| WHAT IS REQUIRED |
From the first entry to the last, copy the material exactly as it stands.
RECORDS FOR THE EXERCISE: Begin
PR #782, opened 2022-11-25
allow multiple resource parameters

### LINKED ISSUE #769: RFC8707 - Possible Missing Multiple Resources handling for Code Flow Authorization Request
Hello,

My question might be totally naive, but here I go:
We have an SSO from which we're gettings Access/Refresh/Id token in order to later call 2 Services.
We're trying to add the `resource` information as part of the AuthCode Grant during signing in order to generate dedicated token(s ?) to hit both ApiOne and ApiTwo. (see image above from the RFC)
[RFC 8707 - Resource Indicators for OAuth 2.0](https://www.rfc-editor.org/rfc/rfc8707.html)
image

(On refresh the same will apply by sending the last valid refresh token + the appropriate resources)

My question being ... how can this be achieved with the library today for both SignIn, Refresh, etc ...
From the `OidcClient.ts` `resource` seems to be a simple string here:
https://github.com/authts/oidc-client-ts/blob/0e6bfc22ba2181bf52934b1666ac61d9a0a92069/src/OidcClient.ts#L37

and it seems to be forwarded
https://github.com/authts/oidc-client-ts/blob/0e6bfc22ba2181bf52934b1666ac61d9a0a92069/src/OidcClient.ts#L111

And I cannot find the could mapping that to the `&resource=`

pamapa:
Closes/fixes #769

### Checklist

### DIFF
--- a/docs/oidc-client-ts.api.md
+++ b/docs/oidc-client-ts.api.md
@@ -76,7 +76,7 @@ export interface CreateSigninRequestArgs {
     // (undocumented)
     request_uri?: string;
     // (undocumented)
-    resource?: string;
+    resource?: string | string[];
     // (undocumented)
     response_mode?: "query" | "fragment";
     // (undocumented)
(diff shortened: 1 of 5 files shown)


tebeco:
Stupid question, does this publish `2.2.1-preview.00x` somewhere by any changes ?

pamapa:
> Stupid question, does this publish `2.2.1-preview.00x` somewhere by any changes ?
No, i simply copy/paste the src directory of this library into a sub-folder of one of my projects and redirect the imports...
Alternate you can create your own local build of this library and then copy paste the dist folder into your node_modules and replace the oidc-client-ts dist temporarily.

longsleep (approved):
LGTM :+1:

PR #798, opened 2022-12-10
Define popup close within 100ms as blocked by the user and throw the relevant error.

alex-eliot:
QoL feature to define the popup closing by a blocker (either as default by browser, or by an add-on/extension) if the popup was closed within 100ms of its creation time.

Currently, whether the popup is closed by a blocker or manually by the user, the same error—"Popup closed by user"—is thrown, making it difficult to decide if the client should fall back to the redirect method in such a case. With this added, the process should be as simple as comparing the thrown error and deciding accordingly.

I am not very familiar with jest, so I didn't know if or how I should write the relevant tests. Please tell me if I should do that. I have only confirmed its functionality via the Parcel sample.

### Checklist

- [x] This PR makes changes to the public API.

### DIFF
--- a/src/navigators/PopupWindow.ts
+++ b/src/navigators/PopupWindow.ts
@@ -36,6 +36,12 @@ export class PopupWindow extends AbstractChildWindow {
     public async navigate(params: NavigateParams): Promise<NavigateResponse> {
         this._window?.focus();
 
+        setTimeout(() => {
+            if (!this._window || typeof this._window.closed !== "boolean" || this._window.closed) {
+                this._abort.raise(new Error("Popup blocked by user"));
+            }
+        }, 100);
+
         const popupClosedInterval = setInterval(() => {
             if (!this._window || this._window.closed) {
                 this._abort.raise(new Error("Popup closed by user"));


pamapa:
Can you explain why the existing `const popupClosedInterval = setInterval(() => {...` does not work in this case? What must be done to make it work too?

alex-eliot:
> Can you explain why the existing `const popupClosedInterval = setInterval(() => {...` does not work in this case? What must be done to make it work too?

So I iniitally thought of adding a check inside `popupClosedInterval` that checked if the window was closed in the first iteration (any further wouldn't make sense for an instantly blocked/closed popup). However, the 500ms interval is long enough for a user to manually close it in time, so that may lead to false errors (i.e if the user closes the popup within 500ms of its creation time, the error thrown would be "Popup blocked by user" and we wouldn't want that).

Since a popup blocker either prevents the window from being opened or closes it instantly, the check will only suffice to be in the very first iteration. To make it work inside `popupClosedInterval`, first we'd have to change the interval to 100ms, and throw the error "Popup blocked by user" only if it was closed in the first iteration (meaning that it was closed within 100ms).

pamapa:
see https://github.com/authts/oidc-client-ts/pull/1146

pamapa:
done via #1134

PR #828, opened 2023-01-13
fix(#780): filterProtocolClaims deletes properties required by the IdTokenClaims type

### LINKED ISSUE #780: filterProtocolClaims deletes properties required by the IdTokenClaims type
If filterProtocolClaims is set to true (the default), the properties `iss`, `aud`, `exp` and `iat` that are **_required_** by the IdTokenClaims type are deleted and undefined, thus breaking the defined types.

```typescript
  // ... other options omitted
  filterProtocolClaims: true, // defaults to true
  // ...
});
const user = await userManager.getUser();
const exp = user.profile.exp; // TypeScript says this is a number
console.log(typeof exp) // Should be "number" but is "undefined"
```

**Relevant parts of the code**

These properties are deleted from the response:
https://github.com/authts/oidc-client-ts/blob/bcfe363c685e8f243b43bc588ecba7495f88ffa9/src/ResponseValidator.ts#L26-L41
https://github.com/authts/oidc-client-ts/blob/bcfe363c685e8f243b43bc588ecba7495f88ffa9/src/ResponseValidator.ts#L225-L235
Some of which are mandatory here:
https://github.com/authts/oidc-client-ts/blob/bcfe363c685e8f243b43bc588ecba7495f88ffa9/src/Claims.ts#L109

Badisi:
Closes/fixes #780

### Checklist

### DIFF
--- a/src/ResponseValidator.ts
+++ b/src/ResponseValidator.ts
@@ -16,6 +16,7 @@ import type { RefreshState } from "./RefreshState";
 import type { JwtClaims, IdTokenClaims } from "./Claims";
 
 /**
+ * Protocol claims that could be removed by default from profile.
  * Derived from the following sets of claims:
  * - {@link https://datatracker.ietf.org/doc/html/rfc7519.html#section-4.1}
  * - {@link https://openid.net/specs/openid-connect-core-1_0.html#IDToken}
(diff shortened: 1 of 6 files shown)


src/ResponseValidator.ts
```diff
@@ -16,30 +16,33 @@ import type { RefreshState } from "./RefreshState";
...
+    "at_hash", // https://openid.net/specs/openid-connect-core-1_0.html#CodeIDToken
 ] as const;
 
+/**
+ * Protocol claims that should never be removed from profile.
+ * "sub" is needed internally and others should remain required as per the OIDC specs.
+ *
+ * @internal
+ */
+const ForbiddenProtocolClaims = ["sub", "iss", "aud", "exp", "iat"];
```
pamapa, line 44: Please invert the naming. to something like `InternalRequiredProtocolClaims`.

pamapa:
nice work!

src/ResponseValidator.ts
Badisi: Done

pamapa (approved):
RECORDS FOR THE EXERCISE: End
| EXERCISE RESPONSE |
PR #782, opened 2022-11-25
allow multiple resource parameters

### LINKED ISSUE #769: RFC8707 - Possible Missing Multiple Resources handling for Code Flow Authorization Request
Hello,

My question might be totally naive, but here I go:
We have an SSO from which we're gettings Access/Refresh/Id token in order to later call 2 Services.
We're trying to add the `resource` information as part of the AuthCode Grant during signing in order to generate dedicated token(s ?) to hit both ApiOne and ApiTwo. (see image above from the RFC)
[RFC 8707 - Resource Indicators for OAuth 2.0](https://www.rfc-editor.org/rfc/rfc8707.html)
image

(On refresh the same will apply by sending the last valid refresh token + the appropriate resources)

My question being ... how can this be achieved with the library today for both SignIn, Refresh, etc ...
From the `OidcClient.ts` `resource` seems to be a simple string here:
https://github.com/authts/oidc-client-ts/blob/0e6bfc22ba2181bf52934b1666ac61d9a0a92069/src/OidcClient.ts#L37

and it seems to be forwarded
https://github.com/authts/oidc-client-ts/blob/0e6bfc22ba2181bf52934b1666ac61d9a0a92069/src/OidcClient.ts#L111

And I cannot find the could mapping that to the `&resource=`

pamapa:
Closes/fixes #769

### Checklist

### DIFF
--- a/docs/oidc-client-ts.api.md
+++ b/docs/oidc-client-ts.api.md
@@ -76,7 +76,7 @@ export interface CreateSigninRequestArgs {
     // (undocumented)
     request_uri?: string;
     // (undocumented)
-    resource?: string;
+    resource?: string | string[];
     // (undocumented)
     response_mode?: "query" | "fragment";
     // (undocumented)
(diff shortened: 1 of 5 files shown)


tebeco:
Stupid question, does this publish `2.2.1-preview.00x` somewhere by any changes ?

pamapa:
> Stupid question, does this publish `2.2.1-preview.00x` somewhere by any changes ?
No, i simply copy/paste the src directory of this library into a sub-folder of one of my projects and redirect the imports...
Alternate you can create your own local build of this library and then copy paste the dist folder into your node_modules and replace the oidc-client-ts dist temporarily.

longsleep (approved):
LGTM :+1:

PR #798, opened 2022-12-10
Define popup close within 100ms as blocked by the user and throw the relevant error.

alex-eliot:
QoL feature to define the popup closing by a blocker (either as default by browser, or by an add-on/extension) if the popup was closed within 100ms of its creation time.

Currently, whether the popup is closed by a blocker or manually by the user, the same error—"Popup closed by user"—is thrown, making it difficult to decide if the client should fall back to the redirect method in such a case. With this added, the process should be as simple as comparing the thrown error and deciding accordingly.

I am not very familiar with jest, so I didn't know if or how I should write the relevant tests. Please tell me if I should do that. I have only confirmed its functionality via the Parcel sample.

### Checklist

- [x] This PR makes changes to the public API.

### DIFF
--- a/src/navigators/PopupWindow.ts
+++ b/src/navigators/PopupWindow.ts
@@ -36,6 +36,12 @@ export class PopupWindow extends AbstractChildWindow {
     public async navigate(params: NavigateParams): Promise<NavigateResponse> {
         this._window?.focus();
 
+        setTimeout(() => {
+            if (!this._window || typeof this._window.closed !== "boolean" || this._window.closed) {
+                this._abort.raise(new Error("Popup blocked by user"));
+            }
+        }, 100);
+
         const popupClosedInterval = setInterval(() => {
             if (!this._window || this._window.closed) {
                 this._abort.raise(new Error("Popup closed by user"));


pamapa:
Can you explain why the existing `const popupClosedInterval = setInterval(() => {...` does not work in this case? What must be done to make it work too?

alex-eliot:
> Can you explain why the existing `const popupClosedInterval = setInterval(() => {...` does not work in this case? What must be done to make it work too?

So I iniitally thought of adding a check inside `popupClosedInterval` that checked if the window was closed in the first iteration (any further wouldn't make sense for an instantly blocked/closed popup). However, the 500ms interval is long enough for a user to manually close it in time, so that may lead to false errors (i.e if the user closes the popup within 500ms of its creation time, the error thrown would be "Popup blocked by user" and we wouldn't want that).

Since a popup blocker either prevents the window from being opened or closes it instantly, the check will only suffice to be in the very first iteration. To make it work inside `popupClosedInterval`, first we'd have to change the interval to 100ms, and throw the error "Popup blocked by user" only if it was closed in the first iteration (meaning that it was closed within 100ms).

pamapa:
see https://github.com/authts/oidc-client-ts/pull/1146

pamapa:
done via #1134

PR #828, opened 2023-01-13
fix(#780): filterProtocolClaims deletes properties required by the IdTokenClaims type

### LINKED ISSUE #780: filterProtocolClaims deletes properties required by the IdTokenClaims type
If filterProtocolClaims is set to true (the default), the properties `iss`, `aud`, `exp` and `iat` that are **_required_** by the IdTokenClaims type are deleted and undefined, thus breaking the defined types.

```typescript
  // ... other options omitted
  filterProtocolClaims: true, // defaults to true
  // ...
});
const user = await userManager.getUser();
const exp = user.profile.exp; // TypeScript says this is a number
console.log(typeof exp) // Should be "number" but is "undefined"
```

**Relevant parts of the code**

These properties are deleted from the response:
https://github.com/authts/oidc-client-ts/blob/bcfe363c685e8f243b43bc588ecba7495f88ffa9/src/ResponseValidator.ts#L26-L41
https://github.com/authts/oidc-client-ts/blob/bcfe363c685e8f243b43bc588ecba7495f88ffa9/src/ResponseValidator.ts#L225-L235
Some of which are mandatory here:
https://github.com/authts/oidc-client-ts/blob/bcfe363c685e8f243b43bc588ecba7495f88ffa9/src/Claims.ts#L109

Badisi:
Closes/fixes #780

### Checklist

### DIFF
--- a/src/ResponseValidator.ts
+++ b/src/ResponseValidator.ts
@@ -16,6 +16,7 @@ import type { RefreshState } from "./RefreshState";
 import type { JwtClaims, IdTokenClaims } from "./Claims";
 
 /**
+ * Protocol claims that could be removed by default from profile.
  * Derived from the following sets of claims:
  * - {@link https://datatracker.ietf.org/doc/html/rfc7519.html#section-4.1}
  * - {@link https://openid.net/specs/openid-connect-core-1_0.html#IDToken}
(diff shortened: 1 of 6 files shown)


src/ResponseValidator.ts
```diff
@@ -16,30 +16,33 @@ import type { RefreshState } from "./RefreshState";
...
+    "at_hash", // https://openid.net/specs/openid-connect-core-1_0.html#CodeIDToken
 ] as const;
 
+/**
+ * Protocol claims that should never be removed from profile.
+ * "sub" is needed internally and others should remain required as per the OIDC specs.
+ *
+ * @internal
+ */
+const ForbiddenProtocolClaims = ["sub", "iss", "aud", "exp", "iat"];
```
pamapa, line 44: Please invert the naming. to something like `InternalRequiredProtocolClaims`.

pamapa:
nice work!

src/ResponseValidator.ts
Badisi: Done

pamapa (approved):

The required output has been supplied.